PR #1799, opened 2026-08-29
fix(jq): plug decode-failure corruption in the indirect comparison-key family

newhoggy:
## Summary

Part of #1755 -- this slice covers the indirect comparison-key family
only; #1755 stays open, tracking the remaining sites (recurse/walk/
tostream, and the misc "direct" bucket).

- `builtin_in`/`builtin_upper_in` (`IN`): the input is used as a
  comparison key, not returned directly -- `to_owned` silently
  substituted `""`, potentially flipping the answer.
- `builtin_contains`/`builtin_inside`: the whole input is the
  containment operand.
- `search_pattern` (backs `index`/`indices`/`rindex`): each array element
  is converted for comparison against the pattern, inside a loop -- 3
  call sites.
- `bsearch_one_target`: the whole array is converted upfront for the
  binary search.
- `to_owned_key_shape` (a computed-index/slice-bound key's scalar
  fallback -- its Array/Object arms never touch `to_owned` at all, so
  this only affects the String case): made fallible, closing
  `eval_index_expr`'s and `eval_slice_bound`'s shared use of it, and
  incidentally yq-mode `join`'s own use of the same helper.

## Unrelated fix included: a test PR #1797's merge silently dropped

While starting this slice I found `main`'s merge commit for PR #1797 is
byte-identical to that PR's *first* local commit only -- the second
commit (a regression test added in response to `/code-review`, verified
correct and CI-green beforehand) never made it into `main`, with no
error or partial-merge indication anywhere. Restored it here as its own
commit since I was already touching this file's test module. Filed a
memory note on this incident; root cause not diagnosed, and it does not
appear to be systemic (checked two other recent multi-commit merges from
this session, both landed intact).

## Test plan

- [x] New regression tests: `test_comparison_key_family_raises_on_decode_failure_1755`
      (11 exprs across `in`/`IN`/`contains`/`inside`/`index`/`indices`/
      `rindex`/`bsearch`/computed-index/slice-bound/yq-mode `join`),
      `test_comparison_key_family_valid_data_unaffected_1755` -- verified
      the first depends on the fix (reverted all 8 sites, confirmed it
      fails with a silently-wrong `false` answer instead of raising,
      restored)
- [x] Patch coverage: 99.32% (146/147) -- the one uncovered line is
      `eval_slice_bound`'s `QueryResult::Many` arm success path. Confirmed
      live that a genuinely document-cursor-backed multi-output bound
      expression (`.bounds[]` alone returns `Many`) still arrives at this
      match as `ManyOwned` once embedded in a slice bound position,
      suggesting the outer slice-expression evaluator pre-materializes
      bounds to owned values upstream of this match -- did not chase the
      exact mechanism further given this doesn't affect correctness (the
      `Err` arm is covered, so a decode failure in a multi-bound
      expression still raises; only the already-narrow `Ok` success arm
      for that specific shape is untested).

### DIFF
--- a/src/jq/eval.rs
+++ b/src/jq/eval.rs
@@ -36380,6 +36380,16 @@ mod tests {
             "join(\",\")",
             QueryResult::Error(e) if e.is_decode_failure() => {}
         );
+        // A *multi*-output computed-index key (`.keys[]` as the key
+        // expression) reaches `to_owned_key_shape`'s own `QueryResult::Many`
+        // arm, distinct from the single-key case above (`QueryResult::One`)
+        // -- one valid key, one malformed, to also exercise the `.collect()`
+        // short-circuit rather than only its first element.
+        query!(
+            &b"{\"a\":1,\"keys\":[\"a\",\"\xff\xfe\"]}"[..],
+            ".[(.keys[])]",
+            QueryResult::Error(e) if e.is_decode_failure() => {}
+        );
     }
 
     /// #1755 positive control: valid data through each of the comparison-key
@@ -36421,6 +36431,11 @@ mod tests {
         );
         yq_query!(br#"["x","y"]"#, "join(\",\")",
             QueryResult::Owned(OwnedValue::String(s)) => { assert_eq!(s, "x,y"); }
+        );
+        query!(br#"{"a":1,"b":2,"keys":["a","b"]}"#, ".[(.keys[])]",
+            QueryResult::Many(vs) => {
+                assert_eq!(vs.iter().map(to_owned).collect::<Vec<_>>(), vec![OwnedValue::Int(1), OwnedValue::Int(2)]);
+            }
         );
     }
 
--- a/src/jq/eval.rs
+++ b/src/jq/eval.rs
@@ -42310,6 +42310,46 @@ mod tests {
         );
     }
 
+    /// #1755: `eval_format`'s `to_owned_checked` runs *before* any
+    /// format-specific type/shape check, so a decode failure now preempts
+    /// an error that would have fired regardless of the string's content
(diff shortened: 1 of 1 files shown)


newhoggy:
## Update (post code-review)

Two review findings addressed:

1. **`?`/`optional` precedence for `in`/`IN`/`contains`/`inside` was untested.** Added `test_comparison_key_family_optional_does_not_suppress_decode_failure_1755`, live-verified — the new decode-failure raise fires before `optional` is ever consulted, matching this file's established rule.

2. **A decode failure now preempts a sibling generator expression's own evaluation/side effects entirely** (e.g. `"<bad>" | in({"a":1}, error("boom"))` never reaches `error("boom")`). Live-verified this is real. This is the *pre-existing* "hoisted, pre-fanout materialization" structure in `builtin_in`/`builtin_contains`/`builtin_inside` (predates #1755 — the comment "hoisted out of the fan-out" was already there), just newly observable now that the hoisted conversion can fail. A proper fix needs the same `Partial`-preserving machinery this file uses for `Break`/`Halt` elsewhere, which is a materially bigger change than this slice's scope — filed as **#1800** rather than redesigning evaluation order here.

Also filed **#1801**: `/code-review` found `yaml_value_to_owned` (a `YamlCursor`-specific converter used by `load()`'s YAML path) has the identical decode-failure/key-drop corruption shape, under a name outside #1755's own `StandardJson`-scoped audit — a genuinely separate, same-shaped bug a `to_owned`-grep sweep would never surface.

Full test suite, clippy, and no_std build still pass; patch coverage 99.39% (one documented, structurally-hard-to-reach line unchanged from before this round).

--

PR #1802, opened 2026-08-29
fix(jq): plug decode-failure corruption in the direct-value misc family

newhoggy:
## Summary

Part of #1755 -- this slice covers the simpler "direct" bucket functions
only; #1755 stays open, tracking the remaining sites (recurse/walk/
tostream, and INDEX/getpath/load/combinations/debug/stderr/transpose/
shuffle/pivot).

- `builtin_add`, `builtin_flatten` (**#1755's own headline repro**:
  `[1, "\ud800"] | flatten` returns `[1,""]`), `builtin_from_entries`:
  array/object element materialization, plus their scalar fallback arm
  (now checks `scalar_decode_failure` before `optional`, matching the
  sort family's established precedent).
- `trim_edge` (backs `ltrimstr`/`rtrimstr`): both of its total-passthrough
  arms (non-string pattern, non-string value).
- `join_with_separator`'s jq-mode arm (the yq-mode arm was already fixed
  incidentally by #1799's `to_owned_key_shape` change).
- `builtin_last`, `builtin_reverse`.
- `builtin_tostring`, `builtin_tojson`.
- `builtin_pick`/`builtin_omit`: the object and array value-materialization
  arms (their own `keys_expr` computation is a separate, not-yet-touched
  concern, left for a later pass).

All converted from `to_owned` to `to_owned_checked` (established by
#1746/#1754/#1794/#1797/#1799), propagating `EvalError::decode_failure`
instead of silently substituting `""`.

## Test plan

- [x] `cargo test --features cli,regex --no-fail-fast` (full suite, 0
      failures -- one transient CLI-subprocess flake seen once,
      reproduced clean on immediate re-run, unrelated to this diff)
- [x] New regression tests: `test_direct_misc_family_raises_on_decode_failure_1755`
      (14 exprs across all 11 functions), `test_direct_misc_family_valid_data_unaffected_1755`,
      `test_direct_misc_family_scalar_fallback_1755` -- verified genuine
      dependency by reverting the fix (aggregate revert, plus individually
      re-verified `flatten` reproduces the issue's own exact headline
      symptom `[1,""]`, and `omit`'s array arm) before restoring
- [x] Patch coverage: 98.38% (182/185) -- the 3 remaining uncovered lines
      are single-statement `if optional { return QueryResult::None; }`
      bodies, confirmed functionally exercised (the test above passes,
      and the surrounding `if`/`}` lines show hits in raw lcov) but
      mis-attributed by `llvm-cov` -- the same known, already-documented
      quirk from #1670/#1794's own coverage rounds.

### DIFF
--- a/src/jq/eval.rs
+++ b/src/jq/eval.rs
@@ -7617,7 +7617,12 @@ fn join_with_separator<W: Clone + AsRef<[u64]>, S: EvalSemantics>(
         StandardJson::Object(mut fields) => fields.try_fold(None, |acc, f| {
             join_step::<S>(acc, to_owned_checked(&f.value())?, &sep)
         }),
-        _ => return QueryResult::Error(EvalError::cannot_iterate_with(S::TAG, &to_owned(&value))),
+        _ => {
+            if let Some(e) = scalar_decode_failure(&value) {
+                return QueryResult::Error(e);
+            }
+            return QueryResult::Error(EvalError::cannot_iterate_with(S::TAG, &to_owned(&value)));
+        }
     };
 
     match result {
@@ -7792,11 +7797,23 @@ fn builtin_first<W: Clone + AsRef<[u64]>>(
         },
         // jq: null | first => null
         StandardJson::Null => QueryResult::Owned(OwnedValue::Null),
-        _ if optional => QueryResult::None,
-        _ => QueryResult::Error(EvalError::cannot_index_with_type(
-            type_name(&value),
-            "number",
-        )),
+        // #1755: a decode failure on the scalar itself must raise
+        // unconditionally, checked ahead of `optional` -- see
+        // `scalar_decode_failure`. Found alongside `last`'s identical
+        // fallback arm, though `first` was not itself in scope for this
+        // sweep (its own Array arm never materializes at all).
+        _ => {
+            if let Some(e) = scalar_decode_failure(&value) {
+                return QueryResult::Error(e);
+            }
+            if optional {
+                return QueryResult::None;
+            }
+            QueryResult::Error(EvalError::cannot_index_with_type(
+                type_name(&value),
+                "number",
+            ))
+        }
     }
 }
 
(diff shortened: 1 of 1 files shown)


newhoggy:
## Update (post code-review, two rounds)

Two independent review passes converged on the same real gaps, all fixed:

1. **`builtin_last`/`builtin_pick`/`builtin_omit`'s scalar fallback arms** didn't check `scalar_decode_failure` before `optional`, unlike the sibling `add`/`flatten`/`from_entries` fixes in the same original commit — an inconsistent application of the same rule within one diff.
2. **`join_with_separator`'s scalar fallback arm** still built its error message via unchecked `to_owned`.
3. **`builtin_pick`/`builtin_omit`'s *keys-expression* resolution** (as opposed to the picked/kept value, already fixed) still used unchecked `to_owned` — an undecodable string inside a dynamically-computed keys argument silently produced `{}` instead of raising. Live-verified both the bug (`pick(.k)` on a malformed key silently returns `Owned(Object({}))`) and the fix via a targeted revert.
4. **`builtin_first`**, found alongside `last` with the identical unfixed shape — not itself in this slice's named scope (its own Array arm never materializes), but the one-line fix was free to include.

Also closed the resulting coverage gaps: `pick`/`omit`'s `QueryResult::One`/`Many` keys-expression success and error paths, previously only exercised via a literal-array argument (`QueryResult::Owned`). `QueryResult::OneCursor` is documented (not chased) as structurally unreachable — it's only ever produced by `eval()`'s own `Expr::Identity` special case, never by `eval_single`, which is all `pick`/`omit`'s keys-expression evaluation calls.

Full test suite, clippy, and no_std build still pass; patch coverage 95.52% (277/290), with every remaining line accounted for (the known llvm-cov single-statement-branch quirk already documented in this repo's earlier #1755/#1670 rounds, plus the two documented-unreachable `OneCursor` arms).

---

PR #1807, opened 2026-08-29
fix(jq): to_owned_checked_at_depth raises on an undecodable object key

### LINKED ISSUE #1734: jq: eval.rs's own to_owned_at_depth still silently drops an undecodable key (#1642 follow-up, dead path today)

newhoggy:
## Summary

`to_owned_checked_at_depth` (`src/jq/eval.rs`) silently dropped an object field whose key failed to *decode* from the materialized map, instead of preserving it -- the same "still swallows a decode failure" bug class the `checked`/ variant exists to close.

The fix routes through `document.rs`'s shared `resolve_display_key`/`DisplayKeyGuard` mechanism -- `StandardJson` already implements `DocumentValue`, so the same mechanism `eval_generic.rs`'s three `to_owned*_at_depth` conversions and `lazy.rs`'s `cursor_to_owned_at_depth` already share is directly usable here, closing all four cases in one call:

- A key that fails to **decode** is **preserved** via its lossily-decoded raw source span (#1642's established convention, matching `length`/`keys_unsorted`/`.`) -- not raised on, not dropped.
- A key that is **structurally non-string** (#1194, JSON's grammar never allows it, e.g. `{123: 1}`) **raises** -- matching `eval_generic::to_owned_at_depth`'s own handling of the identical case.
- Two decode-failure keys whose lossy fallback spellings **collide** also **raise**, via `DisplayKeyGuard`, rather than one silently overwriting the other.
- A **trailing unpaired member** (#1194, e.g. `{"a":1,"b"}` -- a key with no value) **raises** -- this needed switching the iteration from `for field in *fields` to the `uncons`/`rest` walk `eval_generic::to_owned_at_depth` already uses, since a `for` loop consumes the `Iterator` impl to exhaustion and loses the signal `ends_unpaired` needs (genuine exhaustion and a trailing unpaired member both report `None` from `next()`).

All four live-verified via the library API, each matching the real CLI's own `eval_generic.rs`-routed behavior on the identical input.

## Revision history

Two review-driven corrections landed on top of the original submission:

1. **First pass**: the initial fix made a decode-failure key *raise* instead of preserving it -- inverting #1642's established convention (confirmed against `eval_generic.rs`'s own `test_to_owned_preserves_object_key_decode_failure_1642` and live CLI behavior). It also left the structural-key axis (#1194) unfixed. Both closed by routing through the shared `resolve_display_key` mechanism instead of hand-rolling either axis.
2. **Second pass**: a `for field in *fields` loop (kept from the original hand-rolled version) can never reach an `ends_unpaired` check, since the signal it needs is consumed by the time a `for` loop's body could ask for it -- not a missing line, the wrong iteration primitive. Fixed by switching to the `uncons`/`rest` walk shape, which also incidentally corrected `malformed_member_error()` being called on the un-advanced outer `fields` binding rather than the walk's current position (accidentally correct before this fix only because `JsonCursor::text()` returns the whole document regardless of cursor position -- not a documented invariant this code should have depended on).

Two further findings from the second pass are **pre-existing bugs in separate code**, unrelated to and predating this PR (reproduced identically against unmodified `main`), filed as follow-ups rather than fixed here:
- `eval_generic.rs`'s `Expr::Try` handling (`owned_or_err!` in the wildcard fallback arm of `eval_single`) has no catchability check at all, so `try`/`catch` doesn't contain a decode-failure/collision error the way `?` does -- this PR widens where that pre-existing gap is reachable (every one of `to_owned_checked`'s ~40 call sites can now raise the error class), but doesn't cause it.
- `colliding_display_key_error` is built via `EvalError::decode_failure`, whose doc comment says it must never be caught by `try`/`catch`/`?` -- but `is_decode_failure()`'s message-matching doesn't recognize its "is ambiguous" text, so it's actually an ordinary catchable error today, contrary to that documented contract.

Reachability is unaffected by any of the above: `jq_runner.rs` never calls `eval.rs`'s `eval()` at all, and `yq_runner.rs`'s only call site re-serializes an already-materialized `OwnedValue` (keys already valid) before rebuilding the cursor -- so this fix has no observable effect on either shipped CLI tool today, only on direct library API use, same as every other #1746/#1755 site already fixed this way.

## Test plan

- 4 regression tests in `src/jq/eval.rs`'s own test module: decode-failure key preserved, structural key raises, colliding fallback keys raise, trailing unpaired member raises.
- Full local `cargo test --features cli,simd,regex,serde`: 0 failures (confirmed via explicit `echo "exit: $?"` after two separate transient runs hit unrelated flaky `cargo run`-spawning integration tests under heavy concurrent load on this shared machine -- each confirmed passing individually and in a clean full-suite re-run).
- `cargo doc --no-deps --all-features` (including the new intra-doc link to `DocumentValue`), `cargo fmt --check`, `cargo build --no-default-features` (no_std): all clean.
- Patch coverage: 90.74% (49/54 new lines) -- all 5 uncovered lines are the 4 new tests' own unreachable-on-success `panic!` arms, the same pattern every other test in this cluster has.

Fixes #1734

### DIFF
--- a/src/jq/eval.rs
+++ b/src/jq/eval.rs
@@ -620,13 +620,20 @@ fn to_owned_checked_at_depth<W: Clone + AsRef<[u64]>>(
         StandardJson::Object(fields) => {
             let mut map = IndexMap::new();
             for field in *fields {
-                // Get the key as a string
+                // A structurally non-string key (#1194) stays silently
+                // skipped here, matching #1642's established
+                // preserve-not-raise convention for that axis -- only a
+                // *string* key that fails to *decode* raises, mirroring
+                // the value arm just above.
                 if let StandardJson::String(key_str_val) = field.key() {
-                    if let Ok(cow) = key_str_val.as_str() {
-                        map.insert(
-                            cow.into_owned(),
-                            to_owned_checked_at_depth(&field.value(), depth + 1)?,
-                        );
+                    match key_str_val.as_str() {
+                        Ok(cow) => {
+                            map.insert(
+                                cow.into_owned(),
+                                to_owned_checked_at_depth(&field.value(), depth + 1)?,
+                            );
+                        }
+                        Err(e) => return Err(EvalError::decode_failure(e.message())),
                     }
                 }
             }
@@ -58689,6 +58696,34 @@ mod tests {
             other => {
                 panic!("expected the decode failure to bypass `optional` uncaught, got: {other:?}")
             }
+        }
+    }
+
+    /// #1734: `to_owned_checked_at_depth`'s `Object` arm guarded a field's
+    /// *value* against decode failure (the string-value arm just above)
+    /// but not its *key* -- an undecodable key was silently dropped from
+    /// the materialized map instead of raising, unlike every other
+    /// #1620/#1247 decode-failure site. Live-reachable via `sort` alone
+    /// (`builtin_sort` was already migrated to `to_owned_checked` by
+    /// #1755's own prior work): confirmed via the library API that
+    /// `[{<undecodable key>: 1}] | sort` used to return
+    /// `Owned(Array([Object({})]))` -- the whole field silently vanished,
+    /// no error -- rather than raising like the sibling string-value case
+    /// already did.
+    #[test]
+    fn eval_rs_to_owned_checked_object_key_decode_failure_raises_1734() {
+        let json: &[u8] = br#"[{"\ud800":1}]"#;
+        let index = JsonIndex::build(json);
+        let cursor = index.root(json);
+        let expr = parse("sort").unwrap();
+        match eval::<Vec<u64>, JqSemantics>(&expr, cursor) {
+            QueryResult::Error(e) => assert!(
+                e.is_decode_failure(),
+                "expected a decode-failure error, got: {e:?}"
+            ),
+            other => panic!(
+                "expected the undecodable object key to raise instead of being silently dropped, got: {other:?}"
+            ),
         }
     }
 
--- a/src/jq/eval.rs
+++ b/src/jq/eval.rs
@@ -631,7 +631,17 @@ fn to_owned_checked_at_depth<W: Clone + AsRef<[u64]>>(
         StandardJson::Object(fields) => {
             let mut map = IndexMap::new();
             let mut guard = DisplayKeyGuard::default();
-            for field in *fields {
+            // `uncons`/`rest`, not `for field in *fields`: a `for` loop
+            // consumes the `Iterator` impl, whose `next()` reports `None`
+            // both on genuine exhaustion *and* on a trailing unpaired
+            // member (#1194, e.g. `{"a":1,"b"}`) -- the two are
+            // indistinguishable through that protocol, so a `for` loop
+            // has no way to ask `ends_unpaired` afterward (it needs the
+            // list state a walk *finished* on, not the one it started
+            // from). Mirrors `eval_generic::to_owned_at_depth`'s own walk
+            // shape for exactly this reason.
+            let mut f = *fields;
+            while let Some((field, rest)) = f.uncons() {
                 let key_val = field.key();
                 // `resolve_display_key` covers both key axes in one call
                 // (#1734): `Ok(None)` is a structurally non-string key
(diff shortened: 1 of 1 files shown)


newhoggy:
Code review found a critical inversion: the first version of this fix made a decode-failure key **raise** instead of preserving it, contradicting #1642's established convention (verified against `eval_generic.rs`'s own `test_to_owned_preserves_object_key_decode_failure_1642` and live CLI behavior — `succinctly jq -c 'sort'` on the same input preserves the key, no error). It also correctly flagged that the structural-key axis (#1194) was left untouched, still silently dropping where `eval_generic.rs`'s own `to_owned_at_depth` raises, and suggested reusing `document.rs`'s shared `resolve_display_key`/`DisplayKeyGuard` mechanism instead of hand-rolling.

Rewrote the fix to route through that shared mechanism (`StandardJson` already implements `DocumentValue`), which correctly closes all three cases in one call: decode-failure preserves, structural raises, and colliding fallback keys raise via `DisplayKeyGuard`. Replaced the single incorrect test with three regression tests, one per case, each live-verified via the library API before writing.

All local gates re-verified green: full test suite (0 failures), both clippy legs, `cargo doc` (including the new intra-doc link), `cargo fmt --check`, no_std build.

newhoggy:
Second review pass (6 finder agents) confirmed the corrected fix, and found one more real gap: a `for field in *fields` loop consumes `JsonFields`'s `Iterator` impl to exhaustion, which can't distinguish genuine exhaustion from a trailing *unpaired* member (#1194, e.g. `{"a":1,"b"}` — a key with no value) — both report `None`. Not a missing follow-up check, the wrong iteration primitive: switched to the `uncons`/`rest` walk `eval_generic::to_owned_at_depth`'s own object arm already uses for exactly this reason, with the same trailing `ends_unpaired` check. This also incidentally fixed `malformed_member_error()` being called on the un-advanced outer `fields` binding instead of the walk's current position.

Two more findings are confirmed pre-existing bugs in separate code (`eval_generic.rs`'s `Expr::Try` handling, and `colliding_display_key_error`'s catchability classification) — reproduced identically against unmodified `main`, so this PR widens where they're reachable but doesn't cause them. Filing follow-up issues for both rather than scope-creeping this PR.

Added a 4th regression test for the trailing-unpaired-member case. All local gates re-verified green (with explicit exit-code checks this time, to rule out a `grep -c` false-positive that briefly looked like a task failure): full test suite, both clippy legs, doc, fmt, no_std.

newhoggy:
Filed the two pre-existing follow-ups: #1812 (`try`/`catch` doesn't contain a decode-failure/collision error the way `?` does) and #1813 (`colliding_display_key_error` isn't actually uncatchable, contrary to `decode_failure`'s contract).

### WHAT YOU NEED TO DO:
Among the records above, extract exactly the lines from the line with "doesn't cause it." to the line with "Reachability is unaffected", both lines included, and leave out the rest.

### ANSWER SPACE:
- `eval_generic.rs`'s `Expr::Try` handling (`owned_or_err!` in the wildcard fallback arm of `eval_single`) has no catchability check at all, so `try`/`catch` doesn't contain a decode-failure/collision error the way `?` does -- this PR widens where that pre-existing gap is reachable (every one of `to_owned_checked`'s ~40 call sites can now raise the error class), but doesn't cause it.
- `colliding_display_key_error` is built via `EvalError::decode_failure`, whose doc comment says it must never be caught by `try`/`catch`/`?` -- but `is_decode_failure()`'s message-matching doesn't recognize its "is ambiguous" text, so it's actually an ordinary catchable error today, contrary to that documented contract.

Reachability is unaffected by any of the above: `jq_runner.rs` never calls `eval.rs`'s `eval()` at all, and `yq_runner.rs`'s only call site re-serializes an already-materialized `OwnedValue` (keys already valid) before rebuilding the cursor -- so this fix has no observable effect on either shipped CLI tool today, only on direct library API use, same as every other #1746/#1755 site already fixed this way.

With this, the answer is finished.